*** GIVEN INFORMATION Section Begins ***

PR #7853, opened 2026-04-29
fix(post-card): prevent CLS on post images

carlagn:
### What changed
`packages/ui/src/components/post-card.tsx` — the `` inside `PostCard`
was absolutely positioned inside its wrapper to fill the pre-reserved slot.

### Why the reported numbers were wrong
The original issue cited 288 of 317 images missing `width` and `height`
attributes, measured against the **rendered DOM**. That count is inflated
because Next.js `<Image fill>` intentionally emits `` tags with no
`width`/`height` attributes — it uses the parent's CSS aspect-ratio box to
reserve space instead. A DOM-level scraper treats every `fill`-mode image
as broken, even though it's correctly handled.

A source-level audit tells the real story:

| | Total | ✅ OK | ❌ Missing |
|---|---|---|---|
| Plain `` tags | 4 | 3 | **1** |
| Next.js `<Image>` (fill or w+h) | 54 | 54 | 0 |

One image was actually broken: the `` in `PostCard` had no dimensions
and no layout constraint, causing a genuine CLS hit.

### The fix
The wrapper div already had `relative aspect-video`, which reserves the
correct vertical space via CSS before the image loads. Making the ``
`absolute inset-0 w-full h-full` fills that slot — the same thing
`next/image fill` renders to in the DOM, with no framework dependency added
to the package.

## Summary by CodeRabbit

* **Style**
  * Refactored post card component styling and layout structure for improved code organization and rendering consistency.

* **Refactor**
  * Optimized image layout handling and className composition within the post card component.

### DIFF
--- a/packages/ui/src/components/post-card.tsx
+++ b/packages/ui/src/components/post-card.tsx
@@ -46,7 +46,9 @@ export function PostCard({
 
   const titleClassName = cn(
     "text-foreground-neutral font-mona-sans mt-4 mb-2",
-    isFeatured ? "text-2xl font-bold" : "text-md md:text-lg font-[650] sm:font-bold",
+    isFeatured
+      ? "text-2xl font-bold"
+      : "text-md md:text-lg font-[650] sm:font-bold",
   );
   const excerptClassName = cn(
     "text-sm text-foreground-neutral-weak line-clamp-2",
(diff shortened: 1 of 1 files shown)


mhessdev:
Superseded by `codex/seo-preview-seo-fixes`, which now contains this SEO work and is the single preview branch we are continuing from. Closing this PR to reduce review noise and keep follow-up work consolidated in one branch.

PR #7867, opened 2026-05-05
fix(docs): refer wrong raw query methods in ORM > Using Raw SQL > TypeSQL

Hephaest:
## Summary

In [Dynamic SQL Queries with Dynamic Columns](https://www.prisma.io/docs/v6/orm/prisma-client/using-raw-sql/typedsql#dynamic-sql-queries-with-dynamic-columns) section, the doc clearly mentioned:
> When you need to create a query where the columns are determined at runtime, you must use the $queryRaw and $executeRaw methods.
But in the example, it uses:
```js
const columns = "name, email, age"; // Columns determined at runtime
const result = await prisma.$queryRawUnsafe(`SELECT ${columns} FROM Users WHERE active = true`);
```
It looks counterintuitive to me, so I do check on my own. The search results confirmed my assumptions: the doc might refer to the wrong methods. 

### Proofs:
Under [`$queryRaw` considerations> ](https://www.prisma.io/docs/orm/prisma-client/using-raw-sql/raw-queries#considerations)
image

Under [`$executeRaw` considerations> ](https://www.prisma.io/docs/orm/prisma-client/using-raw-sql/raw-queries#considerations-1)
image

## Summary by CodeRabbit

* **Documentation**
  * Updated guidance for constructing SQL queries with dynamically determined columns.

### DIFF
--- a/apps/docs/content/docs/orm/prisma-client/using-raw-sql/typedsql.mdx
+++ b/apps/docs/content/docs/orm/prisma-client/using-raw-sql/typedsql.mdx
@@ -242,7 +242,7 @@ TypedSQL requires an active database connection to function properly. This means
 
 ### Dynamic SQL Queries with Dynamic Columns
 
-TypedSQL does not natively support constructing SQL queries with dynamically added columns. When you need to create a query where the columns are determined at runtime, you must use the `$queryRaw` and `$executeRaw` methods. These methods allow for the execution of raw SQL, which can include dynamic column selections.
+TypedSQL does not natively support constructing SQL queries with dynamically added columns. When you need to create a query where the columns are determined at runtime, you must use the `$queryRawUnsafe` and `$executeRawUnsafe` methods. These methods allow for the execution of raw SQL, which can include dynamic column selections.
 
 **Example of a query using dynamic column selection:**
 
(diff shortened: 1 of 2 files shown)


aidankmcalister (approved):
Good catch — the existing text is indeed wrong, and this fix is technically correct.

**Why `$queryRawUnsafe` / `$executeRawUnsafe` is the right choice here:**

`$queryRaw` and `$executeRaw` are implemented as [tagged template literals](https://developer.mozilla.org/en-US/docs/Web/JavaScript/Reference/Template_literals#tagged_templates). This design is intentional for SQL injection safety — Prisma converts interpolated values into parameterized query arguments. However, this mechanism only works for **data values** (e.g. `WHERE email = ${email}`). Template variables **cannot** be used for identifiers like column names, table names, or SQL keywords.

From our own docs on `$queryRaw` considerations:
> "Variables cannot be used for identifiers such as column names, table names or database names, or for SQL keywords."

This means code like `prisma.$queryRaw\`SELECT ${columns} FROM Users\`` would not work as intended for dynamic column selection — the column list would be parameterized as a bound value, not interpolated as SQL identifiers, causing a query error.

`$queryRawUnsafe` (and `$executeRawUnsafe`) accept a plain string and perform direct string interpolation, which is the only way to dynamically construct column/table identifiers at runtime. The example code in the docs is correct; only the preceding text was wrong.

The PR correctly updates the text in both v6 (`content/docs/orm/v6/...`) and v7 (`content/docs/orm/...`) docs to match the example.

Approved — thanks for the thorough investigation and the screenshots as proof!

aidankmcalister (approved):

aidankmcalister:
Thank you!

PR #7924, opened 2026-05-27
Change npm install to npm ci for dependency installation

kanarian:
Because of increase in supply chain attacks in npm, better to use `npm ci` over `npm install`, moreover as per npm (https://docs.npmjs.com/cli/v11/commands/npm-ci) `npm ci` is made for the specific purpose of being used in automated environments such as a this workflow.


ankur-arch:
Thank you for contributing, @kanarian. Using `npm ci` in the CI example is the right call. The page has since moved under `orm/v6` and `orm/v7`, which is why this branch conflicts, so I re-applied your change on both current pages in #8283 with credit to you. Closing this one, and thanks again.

*** GIVEN INFORMATION Section Ends ***

■ EXERCISE GOAL:
Without altering a single word, reproduce the entries above.

■ OUTPUT OF THE EXERCISE:
PR #7853, opened 2026-04-29
fix(post-card): prevent CLS on post images

carlagn:
### What changed
`packages/ui/src/components/post-card.tsx` — the `` inside `PostCard`
was absolutely positioned inside its wrapper to fill the pre-reserved slot.

### Why the reported numbers were wrong
The original issue cited 288 of 317 images missing `width` and `height`
attributes, measured against the **rendered DOM**. That count is inflated
because Next.js `<Image fill>` intentionally emits `` tags with no
`width`/`height` attributes — it uses the parent's CSS aspect-ratio box to
reserve space instead. A DOM-level scraper treats every `fill`-mode image
as broken, even though it's correctly handled.

A source-level audit tells the real story:

| | Total | ✅ OK | ❌ Missing |
|---|---|---|---|
| Plain `` tags | 4 | 3 | **1** |
| Next.js `<Image>` (fill or w+h) | 54 | 54 | 0 |

One image was actually broken: the `` in `PostCard` had no dimensions
and no layout constraint, causing a genuine CLS hit.

### The fix
The wrapper div already had `relative aspect-video`, which reserves the
correct vertical space via CSS before the image loads. Making the ``
`absolute inset-0 w-full h-full` fills that slot — the same thing
`next/image fill` renders to in the DOM, with no framework dependency added
to the package.

## Summary by CodeRabbit

* **Style**
  * Refactored post card component styling and layout structure for improved code organization and rendering consistency.

* **Refactor**
  * Optimized image layout handling and className composition within the post card component.

### DIFF
--- a/packages/ui/src/components/post-card.tsx
+++ b/packages/ui/src/components/post-card.tsx
@@ -46,7 +46,9 @@ export function PostCard({
 
   const titleClassName = cn(
     "text-foreground-neutral font-mona-sans mt-4 mb-2",
-    isFeatured ? "text-2xl font-bold" : "text-md md:text-lg font-[650] sm:font-bold",
+    isFeatured
+      ? "text-2xl font-bold"
+      : "text-md md:text-lg font-[650] sm:font-bold",
   );
   const excerptClassName = cn(
     "text-sm text-foreground-neutral-weak line-clamp-2",
(diff shortened: 1 of 1 files shown)


mhessdev:
Superseded by `codex/seo-preview-seo-fixes`, which now contains this SEO work and is the single preview branch we are continuing from. Closing this PR to reduce review noise and keep follow-up work consolidated in one branch.

PR #7867, opened 2026-05-05
fix(docs): refer wrong raw query methods in ORM > Using Raw SQL > TypeSQL

Hephaest:
## Summary

In [Dynamic SQL Queries with Dynamic Columns](https://www.prisma.io/docs/v6/orm/prisma-client/using-raw-sql/typedsql#dynamic-sql-queries-with-dynamic-columns) section, the doc clearly mentioned:
> When you need to create a query where the columns are determined at runtime, you must use the $queryRaw and $executeRaw methods.
But in the example, it uses:
```js
const columns = "name, email, age"; // Columns determined at runtime
const result = await prisma.$queryRawUnsafe(`SELECT ${columns} FROM Users WHERE active = true`);
```
It looks counterintuitive to me, so I do check on my own. The search results confirmed my assumptions: the doc might refer to the wrong methods. 

### Proofs:
Under [`$queryRaw` considerations> ](https://www.prisma.io/docs/orm/prisma-client/using-raw-sql/raw-queries#considerations)
image

Under [`$executeRaw` considerations> ](https://www.prisma.io/docs/orm/prisma-client/using-raw-sql/raw-queries#considerations-1)
image

## Summary by CodeRabbit

* **Documentation**
  * Updated guidance for constructing SQL queries with dynamically determined columns.

### DIFF
--- a/apps/docs/content/docs/orm/prisma-client/using-raw-sql/typedsql.mdx
+++ b/apps/docs/content/docs/orm/prisma-client/using-raw-sql/typedsql.mdx
@@ -242,7 +242,7 @@ TypedSQL requires an active database connection to function properly. This means
 
 ### Dynamic SQL Queries with Dynamic Columns
 
-TypedSQL does not natively support constructing SQL queries with dynamically added columns. When you need to create a query where the columns are determined at runtime, you must use the `$queryRaw` and `$executeRaw` methods. These methods allow for the execution of raw SQL, which can include dynamic column selections.
+TypedSQL does not natively support constructing SQL queries with dynamically added columns. When you need to create a query where the columns are determined at runtime, you must use the `$queryRawUnsafe` and `$executeRawUnsafe` methods. These methods allow for the execution of raw SQL, which can include dynamic column selections.
 
 **Example of a query using dynamic column selection:**
 
(diff shortened: 1 of 2 files shown)


aidankmcalister (approved):
Good catch — the existing text is indeed wrong, and this fix is technically correct.

**Why `$queryRawUnsafe` / `$executeRawUnsafe` is the right choice here:**

`$queryRaw` and `$executeRaw` are implemented as [tagged template literals](https://developer.mozilla.org/en-US/docs/Web/JavaScript/Reference/Template_literals#tagged_templates). This design is intentional for SQL injection safety — Prisma converts interpolated values into parameterized query arguments. However, this mechanism only works for **data values** (e.g. `WHERE email = ${email}`). Template variables **cannot** be used for identifiers like column names, table names, or SQL keywords.

From our own docs on `$queryRaw` considerations:
> "Variables cannot be used for identifiers such as column names, table names or database names, or for SQL keywords."

This means code like `prisma.$queryRaw\`SELECT ${columns} FROM Users\`` would not work as intended for dynamic column selection — the column list would be parameterized as a bound value, not interpolated as SQL identifiers, causing a query error.

`$queryRawUnsafe` (and `$executeRawUnsafe`) accept a plain string and perform direct string interpolation, which is the only way to dynamically construct column/table identifiers at runtime. The example code in the docs is correct; only the preceding text was wrong.

The PR correctly updates the text in both v6 (`content/docs/orm/v6/...`) and v7 (`content/docs/orm/...`) docs to match the example.

Approved — thanks for the thorough investigation and the screenshots as proof!

aidankmcalister (approved):

aidankmcalister:
Thank you!

PR #7924, opened 2026-05-27
Change npm install to npm ci for dependency installation

kanarian:
Because of increase in supply chain attacks in npm, better to use `npm ci` over `npm install`, moreover as per npm (https://docs.npmjs.com/cli/v11/commands/npm-ci) `npm ci` is made for the specific purpose of being used in automated environments such as a this workflow.


ankur-arch:
Thank you for contributing, @kanarian. Using `npm ci` in the CI example is the right call. The page has since moved under `orm/v6` and `orm/v7`, which is why this branch conflicts, so I re-applied your change on both current pages in #8283 with credit to you. Closing this one, and thanks again.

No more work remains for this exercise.